AIM OF THE EXERCISE: Copy out lines with the word "what" from the material that follows.

══════════════════════════════

PR #319, opened 2015-12-25
Issue307

Vannevelj:


VSDiagnostics/VSDiagnostics/VSDiagnostics/Utilities/Extensions.cs
```diff
@@ -10,9 +10,10 @@
 
 namespace VSDiagnostics.Utilities
 {
+    // TODO: after null checks, throw argumentnullexceptions instead of returning false
     public static class Extensions
     {
-        private static Dictionary<string, string> _aliasMapping = new Dictionary<string, string>
+        private static readonly Dictionary<string, string> AliasMapping = new Dictionary<string, string>
             {
                 {nameof(Int16), "short"},
```
SLaks: This will fail for VB

VSDiagnostics/VSDiagnostics/VSDiagnostics/Diagnostics/Strings/StringDotFormatWithDifferentAmountOfArguments/StringDotFormatWithDifferentAmountOfArgumentsAnalyzer.cs
```diff
@@ -0,0 +1,150 @@
...
+        public override ImmutableArray<DiagnosticDescriptor> SupportedDiagnostics => ImmutableArray.Create(Rule);
+
+        public override void Initialize(AnalysisContext context)
+        {
+            context.RegisterSyntaxNodeAction(AnalyzeNode, SyntaxKind.InvocationExpression);
+        }
+
+        private void AnalyzeNode(SyntaxNodeAnalysisContext context)
+        {
+            var invocation = context.Node as InvocationExpressionSyntax;
```
SLaks: Instead of duplicating all of the work of finding `Format()` invocations, you should put both of these rules in the same analyzer class.

VSDiagnostics/VSDiagnostics/VSDiagnostics/Diagnostics/Strings/StringDotFormatWithDifferentAmountOfArguments/StringDotFormatWithDifferentAmountOfArgumentsAnalyzer.cs
```diff
@@ -0,0 +1,150 @@
...
+                return;
+            }
+
+            var hasObjectArray = 
+                methodSymbol.Parameters.FirstOrDefault(x => x.Type.Kind == SymbolKind.ArrayType && 
+                                                            ((IArrayTypeSymbol) x.Type).ElementType.SpecialType == SpecialType.System_Object) != null;
+            var hasObject = 
+                methodSymbol.Parameters.FirstOrDefault(x => x.Type.SpecialType == SpecialType.System_Object) != null;
+
+            if (!(hasObject || hasObjectArray))
```
SLaks: To be safer, you should check that _all_ remaining parameters (`.Skip(formatParam.Ordinal).All(...)`) are either `object` or `params object[]`

VSDiagnostics/VSDiagnostics/VSDiagnostics/Diagnostics/Strings/StringDotFormatWithDifferentAmountOfArguments/StringDotFormatWithDifferentAmountOfArgumentsAnalyzer.cs
```diff
@@ -0,0 +1,150 @@
...
+                var invocationExpression = formatArguments[0].Expression as InvocationExpressionSyntax;
+                if (invocationExpression != null)
+                {
+                    return;
+                }
+
+                // If it's an identifier, we don't handle those that provide an array as a single argument
+                // Other types are fine though -- think about string.Format("{0}", name);
+                var referencedIdentifier = formatArguments[0].Expression as IdentifierNameSyntax;
+                if (referencedIdentifier != null)
```
SLaks: Actually, you should only run this check if the corresponding parameter is `object[]`.

Passing an array as an `object` is fine, and should be treated as a single value.  (although it won't be very useful, since arrays don't override `ToString()`)

VSDiagnostics/VSDiagnostics/VSDiagnostics/Diagnostics/Strings/StringDotFormatWithDifferentAmountOfArguments/StringDotFormatWithDifferentAmountOfArgumentsAnalyzer.cs
```diff
@@ -0,0 +1,150 @@
...
+                // We don't handle method calls
+                var invocationExpression = formatArguments[0].Expression as InvocationExpressionSyntax;
+                if (invocationExpression != null)
+                {
+                    return;
+                }
+
+                // If it's an identifier, we don't handle those that provide an array as a single argument
+                // Other types are fine though -- think about string.Format("{0}", name);
+                var referencedIdentifier = formatArguments[0].Expression as IdentifierNameSyntax;
```
SLaks: Checking for `IdentifierNameSyntax` is not enough; that won't catch parenthesized expressions, method calls, etc...

As mentioned in my next comment, what you really want to check for is a non-array-creation node of array type passed to a parameter of array type

VSDiagnostics/VSDiagnostics/VSDiagnostics/Utilities/Extensions.cs
SLaks: In fact, you should use Roslyn's http://source.roslyn.io/#Microsoft.CodeAnalysis.Workspaces/Simplification/Simplifier.cs,161 instead of all of this.

That will also respect the user's settings.

VSDiagnostics/VSDiagnostics/VSDiagnostics/Diagnostics/Strings/StringDotFormatWithDifferentAmountOfArguments/StringDotFormatWithDifferentAmountOfArgumentsAnalyzer.cs
Vannevelj: Yeah, once this analyzer is done I will take everything from this, apply it to the other one and see what I can extract.

VSDiagnostics/VSDiagnostics/VSDiagnostics/Utilities/Extensions.cs
Vannevelj: Ah, I forgot about the Simplifier. I will look into that in a separate PR, thanks.

Vannevelj: Hah. I was going to create a new issue and it looks like I've already came across this once: https://github.com/Vannevelj/VSDiagnostics/issues/269

VSDiagnostics/VSDiagnostics/VSDiagnostics/Diagnostics/Strings/StringDotFormatWithDifferentAmountOfArguments/StringDotFormatWithDifferentAmountOfArgumentsAnalyzer.cs
SLaks: You shouldn't extract anything; instead, put everything into one analyzer.

Otherwise, you'll end up analyzing every node twice, hurting performance.

Vannevelj: Oh like that. Yeah I guess it would make sense since they're both about formatting strings and I've got one or two more that will be related to this.

PS: If you want to earn CR rep, I put out a bounty on this earlier. http://codereview.stackexchange.com/questions/115051/adding-compile-time-format-validation-to-your-string-format-calls

Issue #263, opened 2015-09-23
Implement RedundantXMLDocReturn


Vannevelj:
A `void` method is pointless with a `<return></return>` clause in the XML documentation.

This:

	/// <returns> A number </returns>
	public void MyMethod() { }

Becomes:

	public void MyMethod() { }

Issue #188, opened 2015-08-18
Implement XMLCommentMissingParameter


Vannevelj:
When you have an XML comment like below that is missing a parameter, show a warning. I assume that when someone takes the time to write documentation for one parameter, they generally want that method documented. Forgetting about a second parameter can be for example because it was added afterwards.

        /// <summary>
        ///     Some Summary
        /// </summary>
        /// <param name="o">First parameter</param>
        public static bool MyMethod(object o, int x)

should become

        /// <summary>
        ///     Some Summary
        /// </summary>
        /// <param name="o">First parameter</param>
        /// <param name="x"></param>
        public static bool MyMethod(object o, int x)

PR #345, opened 2016-01-05
Feature262

### LINKED ISSUE #262: Implement RedundantXMLDocParameter
This resembles #188 but works the other way around: show a warning and offer to remove an XML doc parameter comment if there is no corresponding parameter.

This:

	/// <param name="a"> First param </param>
	/// <param name="b"> Non-existing param </param>
	public void MyMethod(int a) { }

becomes

	/// <param name="a"> First param </param>
	public void MyMethod(int a) { }

Hosch250:
Closes #262, #263, & #188

Don't merge this until the current build is released.


Hosch250:
Closing because not all required members are supported.

PR #479, opened 2016-03-12
Close #410

### LINKED ISSUE #410: Expand ConditionIsAlwaysTrue/False to constant expressions
`ConditionIsAlwaysFalse`/ `ConditionIsAlwaysTrue` can both be improved by checking whether the expression itself is a constant value. This would also allow us to check for something like this as well:

    private const bool x = true;
    if(x == true) { }

Instead of restricting us to `if(true)` and `if(false)`.

Hosch250:


VSDiagnostics/VSDiagnostics/VSDiagnostics/VSDiagnosticsResources.resx
```diff
@@ -421,23 +421,14 @@
   <data name="EnumCanHaveFlagsAttributeCodeFixTitle" xml:space="preserve">
     <value>Add Flags attribute</value>
   </data>
-  <data name="ConditionIsAlwaysTrueAnalyzerMessage" xml:space="preserve">
-    <value>Condition is always true.</value>
+  <data name="ConditionIsConstantAnalyzerMessage" xml:space="preserve">
+    <value>Condition is constant.</value>
```
Vannevelj: I would suggest that the message becomes "The condition is always {0}" and as argument you pass in `true`/`false`

VSDiagnostics/VSDiagnostics/VSDiagnostics/VSDiagnosticsResources.resx
```diff
@@ -421,23 +421,14 @@
...
-  <data name="ConditionIsAlwaysFalseAnalyzerMessage" xml:space="preserve">
-    <value>Condition is always false.</value>
-  </data>
-  <data name="ConditionIsAlwaysFalseAnalyzerTitle" xml:space="preserve">
-    <value>Condition is always false.</value>
-  </data>
-  <data name="ConditionIsAlwaysFalseCodeFixTitle" xml:space="preserve">
-    <value>Remove condition and body.</value>
+  <data name="ConditionIsConstantCodeFixTitle" xml:space="preserve">
+    <value>Remove condition and dead code.</value>
```
Vannevelj: I would make the message "Remove condition and unreachable code". "dead code" doesn't tell tell me much about why it's dead.

PR #481, opened 2016-03-13
Analyzer and tests for #4

Hosch250:


VSDiagnostics/VSDiagnostics/VSDiagnostics/Diagnostics/General/LoopedRandomInstantiation/LoopedRandomInstantiationAnalyzer.cs
```diff
@@ -0,0 +1,60 @@
...
+    {
+        private const DiagnosticSeverity Severity = DiagnosticSeverity.Warning;
+        private static readonly string Category = VSDiagnosticsResources.GeneralCategory;
+        private static readonly string Message = VSDiagnosticsResources.LoopedRandomInstantiationAnalyzerMessage;
+        private static readonly string Title = VSDiagnosticsResources.LoopedRandomInstantiationAnalyzerTitle;
+
+        internal static DiagnosticDescriptor Rule =>
+                new DiagnosticDescriptor(DiagnosticId.LoopedRandomInstantiation, Title, Message, Category, Severity, true);
+
+        private SyntaxKind[] _loopTypes = {SyntaxKind.ForEachStatement, SyntaxKind.ForStatement, SyntaxKind.WhileStatement};
```
Vannevelj: Does this also include the `do..while`? Can you also provide a test for that?

VSDiagnostics/VSDiagnostics/VSDiagnostics/Diagnostics/General/LoopedRandomInstantiation/LoopedRandomInstantiationAnalyzer.cs
```diff
@@ -0,0 +1,60 @@
...
+            {
+                return;
+            }
+
+            SyntaxNode currentNode = variableDeclaration;
+            while (!currentNode.IsKind(SyntaxKind.ClassDeclaration))
+            {
+                if (_loopTypes.Contains(currentNode.Kind()))
+                {
+                    context.ReportDiagnostic(Diagnostic.Create(Rule, variableDeclaration.GetLocation()));
```
Vannevelj: Can you create a separate warning for every `VariableDeclarator`? That way we have 2 warnings for for example `var r = new Random(), x = new Random();`.

VSDiagnostics/VSDiagnostics/VSDiagnostics/VSDiagnosticsResources.resx
```diff
@@ -494,4 +494,10 @@
   <data name="StringDotFormatWithDifferentAmountOfArgumentsTitle" xml:space="preserve">
     <value>Invalid arguments for the string.Format() call.</value>
   </data>
+  <data name="LoopedRandomInstantiationAnalyzerMessage" xml:space="preserve">
+    <value>Instantiate the random instance outside the loop.</value>
```
Vannevelj: This doesn't read like something you see in an error list. "*Variable <var> of type Random is instantiated in a loop*" seems more appropriate (note that you have to tell which variabledeclarator it is).

VSDiagnostics/VSDiagnostics/VSDiagnostics/VSDiagnosticsResources.resx
```diff
@@ -494,4 +494,10 @@
...
+  </data>
+  <data name="LoopedRandomInstantiationAnalyzerTitle" xml:space="preserve">
+    <value>Random instance created in loop.</value>
```
Vannevelj: More verbose: "An instance of type System.Random is created in a loop"

VSDiagnostics/VSDiagnostics/VSDiagnostics.Test/Tests/General/LoopedRandomInstantiationTests.cs
```diff
@@ -0,0 +1,172 @@
...
+        {
+            var rand = new Random();
+        }
+    }
+}";
+
+            VerifyDiagnostic(original);
+        }
+    }
+}
```
Vannevelj: Can you add a test that shows we don't just look at the level right above it? 

```csharp
while (true)
{
	if (5 > 6)
	{
		var x = new Random();
	}
}
```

══════════════════════════════

OUTPUT OF THE TASK:
As mentioned in my next comment, what you really want to check for is a non-array-creation node of array type passed to a parameter of array type
Vannevelj: Yeah, once this analyzer is done I will take everything from this, apply it to the other one and see what I can extract.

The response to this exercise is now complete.